_DATA SHOWN_
-- -- --

PR #620, opened 2015-10-27
Update RO_FASA_Atlas.cfg

ctiberious:
Clean up graphic defect on SLV-3C tank due to overlap of LFT_Gemini_Short and Mercury_Atlas_LFT_Long components.
Adjusted the dry weight of most of the Atlas tanks.  Although most references seem to contradict each other relating to the dry/wet mass of various Atlas tanks, I think these corrections come close.
Added the Atlas G/H/I tank.  I'm having trouble finding reliable specifications for this tank but most references seem to imply that its dry mass was slightly heavier, and that it was slightly taller, than the SLV-3C.  Most references also seem to imply that it's fuel mass was similar to the SLV-3A.  I've tried to reflect this in the provided stats.

### DIFF
--- a/GameData/RealismOverhaul/RO_SuggestedMods/FASA/RO_FASA_Atlas.cfg
+++ b/GameData/RealismOverhaul/RO_SuggestedMods/FASA/RO_FASA_Atlas.cfg
@@ -414,6 +414,37 @@
 		}
 		CONFIG
 		{
+			name = LR105-NA-5
+			minThrust = 366.1
+			maxThrust = 366.1
+			heatProduction = 100
+			massMult = 0.9443 // 413kg engine, source http://www.alternatewars.com/BBOW/Space_Engines/Rocketdyne_Engines.htm for -5
+			PROPELLANT
+			{
+				name = Kerosene
+				ratio = 0.382
+				DrawGauge = True
+			}
+			PROPELLANT
+			{
+				name = LqdOxygen
+				ratio = 0.618
+			}
+			atmosphereCurve
+			{
+				key = 0 311
+				key = 1 215
+			}
+			cost = 100
+			entryCost = 2000
+			entryCostSubtractors
+			{
+				LR89-NA-5 = 1000
+			}
+			techRequired = advRocketry
+		}
+		CONFIG
+		{
 			name = LR105-NA-6
 			minThrust = 366.1
 			maxThrust = 366.1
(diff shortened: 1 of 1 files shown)


stratochief66:
I would prefer if this were done as a few separate PRs, if possible. Some changes are easily accepted (tweaking the tank positions, although I would have to look at this in game to confirm it before merging) while others are a bit more controversial and will need more thorough in-game testing.

At least one thing appears to be blatantly wrong, but of course I could be wrong to.
Line 77:
https://github.com/ctiberious/RealismOverhaul/blob/c3f6e2a5901294713d6bac272b7b77fec6cb8d9c/GameData/RealismOverhaul/RO_SuggestedMods/FASA/RO_FASA_Atlas.cfg#L77

Atlas E/F tank ends up with a mass of 4.206 tons, 99.9kL volume. In comparison, at line 24 the Atlas D tank has a mass of 1.455 tons and 97kL capacity. I don't believe there is any way you end up with nearly 3 tons more dry weight to gain 2.9kL of volume.

The way the FASA parts are, converting researched dry masses to FASA mass values can be a big pain, and confusing. I also used bn14643.de to estimate the dry masses and capacities of a few of these Atlas tanks.

The LR-105 sustainer engine in FASA has some tank volume associated as well because of the 'tank butt' it has, which traditionally has been filled with LOX. Personally, I used b14643.de burn times to estimate, test, and refine proper FASA tank volumes for a few of the Atlas tanks.

ctiberious:
I wasn't sure the process I should be using to submit changes but I can certainly submit each change separately if that's the process you want me to use.  Just let me know if you'd like me to resubmit them as multiple pull requests.

As far as the Atlas E/F dry weight, what I can find is that the Atlas D had a dry weight of under 2400kg while the Atlas E/F had a dry weight closer to 5000kg.  I've got no idea why the E/F tank weighed nearly twice as much when it's fuel capacity was only slightly larger.  I can only assume that the E/F had more avionics/electronics built into it.
In game, I've got the Atlas D (Mercury - Atlas tank) with basic LR-105 and dual LR-101 weighing in at 2.347t compared to the Atlas E/F (with same engines) weighing in at 5.098t.  So it's possible the mass change I'm proposing here is off by 0.404t or so, but as you've probably noticed, finding references with good dry mass data for the older Atlas is pretty difficult.
As much as I hate using them, the most comprehensive source I've found so far is astronautix.com which we know is not completely reliable (though they do usually seem to jive with designation-systems.net).  But even if we can't trust the exact numbers given there, I have to believe (at least until I can find a better source) that if it lists one tank weighing twice as much as another, then there was some kind of significant weight difference.

NathanKell:
Is your source confusing the E/F sustainer dry weight with the sustainer+booster dry weight, maybe?

Here is a good source: http://forum.nasaspaceflight.com/index.php?topic=26915.80

stratochief66:
@ctiberious 

If you could turn this into a few PRs, that would be great, because I can merge some parts of this right away

1. Moving the tank to make a composite tank look better.

2. The tweaks to tank masses, excluding the E/F change.

3. The Atlas E/F tank change

4. The additional engine configs

If you could break this PR into a few separate PRs along these lines that would be awesome. We are planning for a release very soon, so this would allow me to review most of the changes in your PRs in time for them to make the next release.

ctiberious:
@NathanKell : The MA-3 booster is showing a weight of 3,174kg.  If I take that out of the 4,926kg the reference shows for the dry mass of the Atlas E/F, we'd end up with a dry mass of only 1,752kg.  That's only about 75% of the mass of the Atlas D.  Considering the Atlas E/F has larger internal tanks and improved pumping & electronics, I wouldn't expect it to be lighter.  Though considering how little reliable material there appears to be on the older Atlas missiles and rockets, I suppose it's possible.  That said, from what I can tell, all future versions of the Atlas (SLV-3, SLV-3A, LV-3C, SLV-3C and G/H/I) appear to be based on the Atlas D missile.  Not the Atlas E or Atlas F missiles (though a few Atlas-Agena and Atlas-Able rockets were built with the Atlas E/F fist stage).  You'd think that if the E/F models were better and lighter, they'd have been used as the base for all future rockets instead of the older version.

@stratochief66 : I'm working on resubmitting as multiple pull requests now.

NathanKell:
Ok. Then I'd say perhaps the best course of action is to devour that thread, and ask the question on it if there's no answer there already.

PR #623, opened 2015-10-28
Update RO_FASA_Atlas.cfg

ctiberious:
Clean up Atlas SLV-3A composite tank by adjusting size and placement of the "LFT_Gemini_Short" tank.  New model, with LR-105 engine results in a 21.4m height.


stratochief66:
Thanks for providing a metre length comparison. :)
It looks good in game to me.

-- -- --

_WHAT YOU ARE ASKED TO DO_
Retype the data in full, and keep every line identical to the original.

_RESPONSE AREA_
PR #620, opened 2015-10-27
Update RO_FASA_Atlas.cfg

ctiberious:
Clean up graphic defect on SLV-3C tank due to overlap of LFT_Gemini_Short and Mercury_Atlas_LFT_Long components.
Adjusted the dry weight of most of the Atlas tanks.  Although most references seem to contradict each other relating to the dry/wet mass of various Atlas tanks, I think these corrections come close.
Added the Atlas G/H/I tank.  I'm having trouble finding reliable specifications for this tank but most references seem to imply that its dry mass was slightly heavier, and that it was slightly taller, than the SLV-3C.  Most references also seem to imply that it's fuel mass was similar to the SLV-3A.  I've tried to reflect this in the provided stats.

### DIFF
--- a/GameData/RealismOverhaul/RO_SuggestedMods/FASA/RO_FASA_Atlas.cfg
+++ b/GameData/RealismOverhaul/RO_SuggestedMods/FASA/RO_FASA_Atlas.cfg
@@ -414,6 +414,37 @@
 		}
 		CONFIG
 		{
+			name = LR105-NA-5
+			minThrust = 366.1
+			maxThrust = 366.1
+			heatProduction = 100
+			massMult = 0.9443 // 413kg engine, source http://www.alternatewars.com/BBOW/Space_Engines/Rocketdyne_Engines.htm for -5
+			PROPELLANT
+			{
+				name = Kerosene
+				ratio = 0.382
+				DrawGauge = True
+			}
+			PROPELLANT
+			{
+				name = LqdOxygen
+				ratio = 0.618
+			}
+			atmosphereCurve
+			{
+				key = 0 311
+				key = 1 215
+			}
+			cost = 100
+			entryCost = 2000
+			entryCostSubtractors
+			{
+				LR89-NA-5 = 1000
+			}
+			techRequired = advRocketry
+		}
+		CONFIG
+		{
 			name = LR105-NA-6
 			minThrust = 366.1
 			maxThrust = 366.1
(diff shortened: 1 of 1 files shown)


stratochief66:
I would prefer if this were done as a few separate PRs, if possible. Some changes are easily accepted (tweaking the tank positions, although I would have to look at this in game to confirm it before merging) while others are a bit more controversial and will need more thorough in-game testing.

At least one thing appears to be blatantly wrong, but of course I could be wrong to.
Line 77:
https://github.com/ctiberious/RealismOverhaul/blob/c3f6e2a5901294713d6bac272b7b77fec6cb8d9c/GameData/RealismOverhaul/RO_SuggestedMods/FASA/RO_FASA_Atlas.cfg#L77

Atlas E/F tank ends up with a mass of 4.206 tons, 99.9kL volume. In comparison, at line 24 the Atlas D tank has a mass of 1.455 tons and 97kL capacity. I don't believe there is any way you end up with nearly 3 tons more dry weight to gain 2.9kL of volume.

The way the FASA parts are, converting researched dry masses to FASA mass values can be a big pain, and confusing. I also used bn14643.de to estimate the dry masses and capacities of a few of these Atlas tanks.

The LR-105 sustainer engine in FASA has some tank volume associated as well because of the 'tank butt' it has, which traditionally has been filled with LOX. Personally, I used b14643.de burn times to estimate, test, and refine proper FASA tank volumes for a few of the Atlas tanks.

ctiberious:
I wasn't sure the process I should be using to submit changes but I can certainly submit each change separately if that's the process you want me to use.  Just let me know if you'd like me to resubmit them as multiple pull requests.

As far as the Atlas E/F dry weight, what I can find is that the Atlas D had a dry weight of under 2400kg while the Atlas E/F had a dry weight closer to 5000kg.  I've got no idea why the E/F tank weighed nearly twice as much when it's fuel capacity was only slightly larger.  I can only assume that the E/F had more avionics/electronics built into it.
In game, I've got the Atlas D (Mercury - Atlas tank) with basic LR-105 and dual LR-101 weighing in at 2.347t compared to the Atlas E/F (with same engines) weighing in at 5.098t.  So it's possible the mass change I'm proposing here is off by 0.404t or so, but as you've probably noticed, finding references with good dry mass data for the older Atlas is pretty difficult.
As much as I hate using them, the most comprehensive source I've found so far is astronautix.com which we know is not completely reliable (though they do usually seem to jive with designation-systems.net).  But even if we can't trust the exact numbers given there, I have to believe (at least until I can find a better source) that if it lists one tank weighing twice as much as another, then there was some kind of significant weight difference.

NathanKell:
Is your source confusing the E/F sustainer dry weight with the sustainer+booster dry weight, maybe?

Here is a good source: http://forum.nasaspaceflight.com/index.php?topic=26915.80

stratochief66:
@ctiberious 

If you could turn this into a few PRs, that would be great, because I can merge some parts of this right away

1. Moving the tank to make a composite tank look better.

2. The tweaks to tank masses, excluding the E/F change.

3. The Atlas E/F tank change

4. The additional engine configs

If you could break this PR into a few separate PRs along these lines that would be awesome. We are planning for a release very soon, so this would allow me to review most of the changes in your PRs in time for them to make the next release.

ctiberious:
@NathanKell : The MA-3 booster is showing a weight of 3,174kg.  If I take that out of the 4,926kg the reference shows for the dry mass of the Atlas E/F, we'd end up with a dry mass of only 1,752kg.  That's only about 75% of the mass of the Atlas D.  Considering the Atlas E/F has larger internal tanks and improved pumping & electronics, I wouldn't expect it to be lighter.  Though considering how little reliable material there appears to be on the older Atlas missiles and rockets, I suppose it's possible.  That said, from what I can tell, all future versions of the Atlas (SLV-3, SLV-3A, LV-3C, SLV-3C and G/H/I) appear to be based on the Atlas D missile.  Not the Atlas E or Atlas F missiles (though a few Atlas-Agena and Atlas-Able rockets were built with the Atlas E/F fist stage).  You'd think that if the E/F models were better and lighter, they'd have been used as the base for all future rockets instead of the older version.

@stratochief66 : I'm working on resubmitting as multiple pull requests now.

NathanKell:
Ok. Then I'd say perhaps the best course of action is to devour that thread, and ask the question on it if there's no answer there already.

PR #623, opened 2015-10-28
Update RO_FASA_Atlas.cfg

ctiberious:
Clean up Atlas SLV-3A composite tank by adjusting size and placement of the "LFT_Gemini_Short" tank.  New model, with LR-105 engine results in a 21.4m height.


stratochief66:
Thanks for providing a metre length comparison. :)
It looks good in game to me.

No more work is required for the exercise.